Civil servants are starting to think about the timing of new government policies, bearing in mind the forthcoming general election and the ‘purdah’ which precedes it. As 7 May approaches, definitive policy announcements will vanish from Westminster, but transfer to the election manifestos of the political parties. Where might architecture feature in all this?

On the face of it, the present government can claim to have architecture on its mind - via the Farrell Review commissioned by culture minister Ed Vaizey.  The review makes a series of recommendations that could be adopted tomorrow by any of the political parties, but the Conservatives have made the running.

The only problem lies in the fact that the government will apparently make no formal response to the review, even though it is said to be looking at specific recommendations. Will we yet see a decision to appoint a government ‘chief architect’ or similar, a successor to the good and wise Bryan Jefferson (RIP), the last person to hold such a post? (AJ 31.10.14).

It seems doubtful because for the job to mean much, it would be necessary to sail through the tricky shallows of Whitehall boundaries and overlaps.  The point of having such a person in office is not to have a cheerleader for architecture in the Department of Culture. Vaizey already serves that role.

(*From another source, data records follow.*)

PR #864, opened 2018-08-13
Deleted bloomberg recipe, change in service

dkfurrow:
Hi @kovidgoyal , 
Deleted bloomberg columns recipe that I contributed a month ago.  Pages won't load without a javascript-enabled browser (returns a "violation of service" message).  Bottom line, seems that Selenium works, but mechanize will not.  Unless you know a better way around this, seems like the best thing to do is just delete the recipe.
Thanks,
Dale


kovidgoyal:
Typically, with these kinds of things, the content is loaded in an invisible part of the page (for search engine optimization) so you can extract it from there. Or alternately it is loaded via AJAX calls which you can simulate in mechanize. But if that is too much work, let me know and I will merge your PR.

kovidgoyal:
Use the network inspector tool in the chrome devtools to see what request is being made by the JS to laod the content, then just duplicate that request in mechanize, no js knowledge needed at all.

kovidgoyal:
I'm not familiar with requests -- never felt the need for it. But it likely has some way to dump the actual HTTP request it makes, use that and compare it with the one mechanize makes. You can get mechanize to dump http requests with

br.set_debug_http(True)

0xInfection:
Mechanize is no longer supported and should be deprecated.

kovidgoyal:
says who?

0xInfection:
Oh I just noticed that you're the present maintainer. 😅 Nice.

dkfurrow:
Hi @kovidgoyal; I've gotten busy on some other things, and Bloomberg has changed their website such that the premise of this recipe (the contributors page) no longer exists.  So I'm no longer maintaining this recipe and it's not working.
Thanks,
Dale

PR #871, opened 2018-09-04
Convert syntax to meet py3 standards

flaviut:
This has just one easy-to-fix syntax error in python 3:

```console
$ python -m compileall src build recipes/**/*.recipe manual -q
*** Error compiling 'src/duktape/__init__.py'...
  File "src/duktape/__init__.py", line 160
    raise JSError(e), None, sys.exc_info()[2]
                    ^
SyntaxError: invalid syntax
```

I also patched `python3.7/compileall.py:137` to be

```python
        head, tail = os.path.splitext(name)
        if tail in {'.py', '.recipe'}:
```

in order to test the syntax of the `.recipe` files

This patch was tested following this process:

- [x] `python ./setup.py bootstrap --clean-all`
- [x] `SIP_DIR=/usr/share/sip python ./setup.py bootstrap`
- [x] `python ./setup.py test`
    - 1 error in test_bonjour, both before & after changes
- [x] `python3 -m compileall src build recipes/**/*.recipe manual -q`


flaviut:
> Also, just a note on general principles. I am not a big fan of six. It has burned me in the past with incompatible changes and it is very heavyweight.

I haven't been using six for very long, so I haven't run into any issues. However, I did [take a brief look at `six.py`](https://github.com/benjaminp/six/blob/master/six.py), and I don't see anything particularly crazy.

> The calibre codebase does not doa lot of fancy stuff, so what we need for compatibility is only a small subset of six.

This is definitely true.

> I would prefer if we create a dedicated module for it with just what we need, much lighter weight. For an example of such a module, see python-mechanize/mechanize#9 where I wrote one for mechanize

I did take at `polyglot.py`, but there's a few things I like about six:

- once py2 support is dropped, six makes it easy to just find-replace `six.moves.` -> `<nothing>`. `polyglot.py` imports everything into one namespace, so this is harder.
- https://python-modernize.readthedocs.io/en/latest/ uses the six module in its automated conversions to python3, which makes the conversion much easier.

--------------------------------

I bring this up here because six or a similar library is needed to replace `raise JSError(e), None, sys.exc_info()[2]`

kovidgoyal:
six is about a thousand lines of code that takes signficant time (several milliseconds) to import. polyglot is a hundred lines of code by contrast. But, my main issue with six is that in the past it has made backwards incompatible changes that broke working code for me. For something that requires so little code to write, and that is used so widely, I prefer not adding an eternal dependency. That way we are in control of the code.

As for removing it when dropping py2 support, that is esaily done with some help from pyflakes and a little cleanup script. It also has the advantage that it is both faster (avoid extra dict lookup) and more pleasant to use (less to type).

However, I dont want you to have to do extra work for my preferences. So feel free to use six in your PRs that use the modernize library. I will take care of migrating them to polyglot.

kovidgoyal:
Note that there is going to be a calibre release in a couple of days, I will review and merge this PR after that.

flaviut:
Sounds good to me. Ping me once you make the release, and I'll be happy to rebase onto current master.

kovidgoyal:
The release has been made

kovidgoyal:
As per roadmap above, I have ported the setup package to the extent that setup.py build now runs. Now it is over to you to port the C extensions. Please send a separate PR for each that I will review and merge.

kovidgoyal:
Oh and just FYI you can build individual C extension using ./setup.py build --only

see ./setup.py build --help for details

PR #874, opened 2018-09-14
Port Monotonic to py3

flaviut:


kovidgoyal:
Doesn't py3 have a built in monotonic. You could just edit utils.monotinic and use that in py3

flaviut:
Good catch, I didn't realize that. PR updated to used `time.monotonic()` in py3.

PR #875, opened 2018-09-14
update unicode_names for py3

flaviut:


src/unicode_names/unicode_names.c
```diff
@@ -7,18 +7,6 @@
 
 #include "names.h"
 
-static PyObject*
```
flaviut: dead code as far as I can tell--a grep shows that it isn't used anywhere.

src/unicode_names/unicode_names.c
```diff
@@ -84,38 +72,39 @@ nfc(PyObject *self UNUSED, PyObject *args) {
...
 
-static PyMethodDef module_methods[] = {
-    {"all_words", (PyCFunction)all_words, METH_NOARGS, ""},
-    {"codepoints_for_word", (PyCFunction)cfw, METH_VARARGS, ""},
-    {"name_for_codepoint", (PyCFunction)nfc, METH_VARARGS, ""},
+static PyMethodDef unicode_names_methods[] = {
+    {"codepoints_for_word", (PyCFunction)cfw, METH_VARARGS,
+     "Return a set of integer codepoints for where each codepoint's name "
+     "contains ``word``,"},
+    {"name_for_codepoint", (PyCFunction)nfc, METH_VARARGS,
```
flaviut: `unicodedata.name()` exists in both python2  & 3, but it's way out of date in py2. In any case, I think it's best to use this library for both functions so that they don't fall out of sync.

PR #879, opened 2018-09-29
[WIP] Build speedups for py3

flaviut:


src/calibre/utils/speedup.c
```diff
@@ -128,23 +128,25 @@ speedup_detach(PyObject *self, PyObject *args) {
...
     int fd = -1, bufsize = -1;
     char *mode = NULL;
 
-    if (!PyArg_ParseTuple(args, "iOs|i", &fd, &name, &mode, &bufsize)) return NULL;
+    if (!PyArg_ParseTuple(args, "iss|i", &fd, &name, &mode, &bufsize)) return NULL;
+#if PY_MAJOR_VERSION >= 3
+    ans = PyFile_FromFd(fd, name, mode, bufsize, NULL, NULL, NULL, 1);
+#else
+    ans = PyFile_FromFile(fp, name, mode, fclose);
     fp = fdopen(fd, mode);
```
kovidgoyal: should come before pyfile_fromfile not after it

src/calibre/utils/speedup.c
```diff
@@ -353,6 +357,41 @@ clean_xml_chars(PyObject *self, PyObject *text) {
...
+                (0xe000 <= ch && ch <= 0xfffd) ||
+                (0xffff < ch && ch <= 0x10ffff)) {
+            // we can overwrite the same buffer that we're reading from because
+            // all our writes will occur at or before the current character
+            ucs4_text[target_i] = ch;
+            target_i += 1;
+        }
+    }
+    result = PyUnicode_FromKindAndData(
+        PyUnicode_4BYTE_KIND, ucs4_text, target_i);
```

It would certainly need the Department of Communities and Local Government to acknowledge the potential usefulness of the role in the world of planning, regulations and regeneration.

It would also need the support of the Department of Business, which has responsibility for the construction sector - of which architecture, to some minds (not mine), is a subset. But if it is a subset, as opposed to a vital ingredient, why can’t Peter Hansford take architecture under his wing as chief construction adviser?

Of course an architectural adviser could give useful design guidance to those departments responsible for everything from schools to prisons to embassies to hospitals. But for government departments to welcome such an initiative might suggest that current arrangements left something to be desired.  That is indeed the case, but who wants to admit it? In short, if Vaizey wants to make himself a political target, all he has to do is march up and down Whitehall, telling departments they are not up to snuff on the design front. I am not holding my breath.  There is, however, nothing to stop any of the parties, in the independent language of an election manifesto, adopting Farrell Review recommendations, or alternatives. If elected, it would be much easier for a party to implement an architecture policy (covering planning, housebuilding, procurement and so on) across government on the basis that it had a democratic mandate.

Whether any of the parties would recognise the potential attractions of such a policy is open to question. Sometimes architecture is in, sometimes not. But in its broadest sense it always makes an appearance because it concerns what we want the country, from a physical and environmental viewpoint, to be like.  This involves discussion about architecture and the built environment, which is why New Labour created Cabe in 1999.  The wheel can’t be reinvented, but it would be possible for the aspirations behind that initiative, supported by Terry Farrell and indeed by Ed Vaizey, to be restated loud and clear in the run-up to next spring.

Voters are interested in housing, place, infrastructure, landscape and public space; they like well-designed schools, hospitals, railway stations and the buildings in which they work.  These matters are, literally and metaphorically, close to home.